Well, the answer to this one has to be zero, right??? According to the War Powers Report submitted to Congress by the White House in December, the answer is “a small number”. The summary letter I have linked to also lists other deployments the U.S. considers part of its “counterterrorism” efforts in the greater Middle East. So the “war on terror” is very much continuing. Most of this is about combating “ISIS” and “ISIL”, more or less at the invitation of the host government. These groups are not “Iran-backed” as far as I know, and in fact are even threatening to Iran.

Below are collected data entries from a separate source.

PR #554, opened 2017-01-05
541 First sketch of Optional support in controller methods.

raphaelbauer:
That's a first sketch. It allows to use Optional in controller methods. Feedback would be great.

### DIFF
--- a/ninja-core/src/main/java/ninja/params/ControllerMethodInvoker.java
+++ b/ninja-core/src/main/java/ninja/params/ControllerMethodInvoker.java
@@ -348,7 +348,7 @@ public class ControllerMethodInvoker {
      * 
      * It investigates the type parameter and allows to remember whether a type
      * was wrapped in an Optional or not. It stores the "real" type of the parameter
-     * that the extractor should extract (String and not optional in example above).
+     * that the extractor should extract (String and not Optional in example above).
      */
     private static class MethodParameter {
         public boolean isOptional;
@@ -394,7 +394,7 @@ public class ControllerMethodInvoker {
             } else {
                 throw new RuntimeException(
                         "Oops. That's a strange internal Ninja error.\n"
-                        + "Seems somone tried to convert a type into a class that is not a real class. ( " + type.getTypeName() + ")");
+                        + "Seems someone tried to convert a type into a class that is not a real class. ( " + type.getTypeName() + ")");
             }
         }
     
--- a/ninja-core/src/main/java/ninja/params/ControllerMethodInvoker.java
+++ b/ninja-core/src/main/java/ninja/params/ControllerMethodInvoker.java
@@ -34,6 +34,11 @@ import com.google.inject.AbstractModule;
 import com.google.inject.Injector;
 import java.lang.reflect.Type;
 import java.util.Optional;
+import ninja.exceptions.BadRequestException;
+import ninja.utils.NinjaConstant;
+import ninja.utils.NinjaProperties;
+import org.slf4j.Logger;
+import org.slf4j.LoggerFactory;
 
 /**
  * Invokes methods on the controller, extracting arguments out
@@ -41,12 +46,19 @@ import java.util.Optional;
  */
 public class ControllerMethodInvoker {
     
+    private final static Logger logger = LoggerFactory.getLogger(ControllerMethodInvoker.class);
+    
     private final Method method;
     private final ArgumentExtractor<?>[] argumentExtractors;
+    private final boolean useStrictArgumentExtractors;
 
-    ControllerMethodInvoker(Method method, ArgumentExtractor<?>[] argumentExtractors) {
+    ControllerMethodInvoker(
+            Method method, 
+            ArgumentExtractor<?>[] argumentExtractors,
+            boolean useStrictArgumentExtractors) {
         this.method = method;
         this.argumentExtractors = argumentExtractors;
+        this.useStrictArgumentExtractors = useStrictArgumentExtractors;
     }
 
     public Object invoke(Object controller, Context context) {
@@ -55,6 +67,9 @@ public class ControllerMethodInvoker {
         for (int i = 0; i < argumentExtractors.length; i++) {
             arguments[i] = argumentExtractors[i].extract(context);
         }
+        
+        checkNullArgumentsAndThrowBadRequestExceptionIfConfigured(arguments);
+        
         try {
             return method.invoke(controller, arguments);
         } catch (IllegalAccessException | IllegalArgumentException e) {
@@ -64,6 +79,17 @@ public class ControllerMethodInvoker {
                 throw (RuntimeException) e.getCause();
             } else {
                 throw new RuntimeException(e.getCause());
+            }
+        }
+    }
+    
+    private void checkNullArgumentsAndThrowBadRequestExceptionIfConfigured(Object[] arguments) {
+        if (!useStrictArgumentExtractors) {
+            return;
+        }
+        for (Object object : arguments) {
+            if (object == null) {
+                throw new BadRequestException();
             }
         }
     }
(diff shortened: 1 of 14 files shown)


jjlauer:
This looks awesome! This looks pretty well implemented but you called it a sketch?  What more is left? I had a question around type conversion vs. empty parameters.  If someone supplies a value, but it wasn't able to convert to a type, should we change how that's handled (e.g. throwing a BadRequestException).

raphaelbauer:
That's an open question. If an extractor extracts null - should we then automatically redirect to a BadRequest? We could simply do that in 

    public Object invoke(Object controller, Context context) {
        // Extract arguments
        Object[] arguments = new Object[argumentExtractors.length];
        for (int i = 0; i < argumentExtractors.length; i++) {
            arguments[i] = argumentExtractors[i].extract(context);
        }

and throw a BadRequestException when any argument is null. Very strict. And breaking. But nice because it really kills null in Controller methods.

Any suggestions welcome!

ninja-core/src/main/java/ninja/params/OptionalArgumentExtractor.java
```diff
@@ -0,0 +1,52 @@
...
+    }
+
+    @Override
+    public Optional<T> extract(Context context) {
+        return Optional.ofNullable(wrapped.extract(context));
+    }
+
+    @Override
+    public Class<Optional<T>> getExtractedType() {
+         // FIXME => how can I create the Class for it during runtime?
```
raphaelbauer: Any suggestions welcome...

jjlauer:
I would rather not break apps, so I was thinking a ninja properties "strict" mode would be useful -- something like `ninja.strict_argument_extractors = true`.  Maybe argument extractors can be set to strict and they are then aggressive at throwing exceptions.  If you wrap something in an `Optional<>` that's the way to swallow the exception even if you're in strict mode.

raphaelbauer:
Sounds good. 

We could set it by default to false and print a warning sign when Ninja starts up "Using non-strict method injection ... blabla... Please upgrade your application to ninja.strict_argument_extractors = true asap as it will be the default from Ninja 7.0.0 onwards...".

Not really necessary, but I don't really like maintaining "two" ways of handling things... 

What do you think?

raphaelbauer:
Pinging @jlannoy as well. Afaicr you also did a lot of work in the past in the classes I touched. Any feedback really welcome :) Many thanks in advance!

jjlauer:
Plan on strict sounds perfect.

ninja-core/src/main/java/ninja/params/ControllerMethodInvoker.java
```diff
@@ -67,6 +83,17 @@ public Object invoke(Object controller, Context context) {
         }
     }
     
+    private void checkNullArgumentsAndThrowBadRequestExceptionIfConfigured(Object[] arguments) {
+        if (!useStrictArgumentExtractors) {
+            return;
+        }
+        for (Object object : arguments) {
+            if (object == null) {
+                throw new BadRequestException();
```
raphaelbauer, line 94: Here we redirect to BadRequest page...

raphaelbauer:
ok... that's the version with strict mode that throws BadRequestException. It can be configured via ninja.strict_argument_extractors.

There are tests missing for eg the BadRequestException. I'll add that later - I first wanted to make sure that this is what we need...

Any feedback welcome. Thanks!

raphaelbauer:
We also got now tests to make sure the strict mode works properly... Feedback appreciated... Thanks!

jjlauer:
@raphaelbauer looks great! Strange error with Travis CI though on the commit.

raphaelbauer:
closed / reopened to make Travis CI (hopefully) pick up the correct commit...

jlannoy:
Hi.

Sorry I didn't had time last 3 days. It seems ok for me. But two side notes : 
- The ninja @Required for parameters validation become deprecated
- Tests should be added to check if other parameters validation annotations works with optional

I can handle these two inside the validation issue. I already started bu I'll need to merge with your current issue. BTW... Are anyone of you using these annotations? It don't think it is officially documented anywhere. ;)

raphaelbauer:
Hey @jlannoy , these are good points! 
Required should be deprecated...

And you are right - there are some tests missing. Did you already do something regarding the validation tests? Otherwise I'll simply add the tests (not sure if I'll rewrite the testcase, it's a bit repetitive right now.)...

jlannoy:
Yes, I've done the main part of the issue we discussed (refactor Validation class + all impacts/tests). I was about to start the small other changes proposed in this issue, so I can manage these points on validation annotations myself.

raphaelbauer:
I added a lot of more tests making sure that Validation is up to the task
Required is now also deprecated.

@jjlauer @jlannoy  Would be great if we could merge that asap if that's okay with you... I'd like to try it asap in production :)

jlannoy:
Seems okay for me. If you merge it before friday, I can make a proposal on saturday for the Validation enhancement issue... And I'll stay available next days for your reviews. So maybe you can include both on the next beta version?

jjlauer:
@raphaelbauer I'm already using beta1 in production and I'm pretty interested in using beta2 as well.  We have a couple good PRs that I think are worth pushing out in a beta2.

raphaelbauer:
Should we release beta2 now? or are there any things we want to merge...?

jjlauer:
I can't think of anything else I know of for a beta2.  I'm a thumbs up on
it!

raphaelbauer:
ninja-6.0.0-beta2 has been released... I'll write an announcement to the mailing list soon...

jjlauer:
hey @raphaelbauer was using beta2 and had a couple questions.  I turned strict mode on and my app gets a bad request exception (as expected) if the parameter is not provided.  Booleans don't work like i thought though.  Seems like if the value doesn't match "true" then its just false.  I was wondering if we should be more strict and actually require it to be true or false otherwise null?  Integers and Longs do work as expected, btw.  If you try to set it to a string, you trigger a bad request exception.

Only other feedback is that it'd be nice to know on the console/log file what parameter failed to convert and triggered the bad request exception.  Right nows its a tad hard to know what param triggered it.

Optionals are awesome to use and make a lot of sense.  Thank you for cranking this out!

raphaelbauer:
just to understand that...

given:
- strict mode is true
- controller method looks like public Result booleanParamWithOptional(@Param("param1") Optional<Boolean> param1);
- in the request param1 is not available (aka null)

then
- you expect a badRequest Exception - right?

raphaelbauer:
Ah sorry... I think I misread that...
You mean that we always get "false" as boolean value as long as it is not null... right?

This comes from:
Boolean's
```
    public static boolean parseBoolean(String s) {
        return ((s != null) && s.equalsIgnoreCase("true"));
    }
```

which we use here:

```
public static class BooleanParamParser implements ParamParser<Boolean> {
        @Override
        public Boolean parseParameter(String field, String parameterValue, Validation validation) {
            if (parameterValue == null || parameterValue.isEmpty() || validation.hasFieldViolation(field)) {
                return null;
            } else {
                return Boolean.parseBoolean(parameterValue);
            }
        }

        @Override
        public Class<Boolean> getParsedType() {
            return Boolean.class;
        }
    }
```

That looks like a bug. And it is not really related to Optional, but to the way we handle Booleans in controllers... I think that is wrong...

I'd propose to fix that in the BooleanParamParser (and also PrimitiveBooleanParamParser)...  (but it may be a breaking change for some).

jjlauer:
Yes, looks like you found it.  I think just Boolean behaves that way.
You're suggested fix sounds right.  I'd expect a case insenstive "true" and
"false" to work, but something like "blah" to be null (rather than false).

Do you think it'd be possible to include a little bit of info about which
parameter caused the BadRequestException as well?  It would help narrow
down what happened IMHO.

raphaelbauer:
Moving discussion to https://github.com/ninjaframework/ninja/issues/557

The U.S. is also sometimes attacking Iran-backed groups and Iranian military advisers under the umbrella of counterterrorism. This particularly catches my eye:

As reported on November 22, 2023, I directed United States forces to conduct discrete strikes on the night of November 21, 2023, against facilities in Iraq used by the IRGC and IRGC-affiliated groups for command and control, logistics, and other purposes.  These strikes followed attacks against United States personnel and facilities in Iraq and Syria that threatened the lives of United States personnel and Coalition forces operating alongside United States forces, and that were perpetrated by the IRGC and militia groups affiliated with the IRGC.  A United States contractor suffered a fatal cardiac incident while moving to shelter during one of these attacks.  I directed these discrete military actions consistent with my responsibility to protect United States citizens both at home and abroad and in furtherance of United States national security and foreign policy interests, pursuant to my constitutional authority as Commander in Chief and Chief Executive and to conduct United States foreign relations.

whitehouse.gov

I’ll try: “Iran-backed” groups are fighting “US-backed” groups in various countries. Iran and the US both have military advisers in various countries. U.S. troops and contractors are occasionally getting hurt in attacks maybe aimed directly at them, and maybe aimed at more local parties. We’re there because they are fighting us, and they are fighting us because we’re there.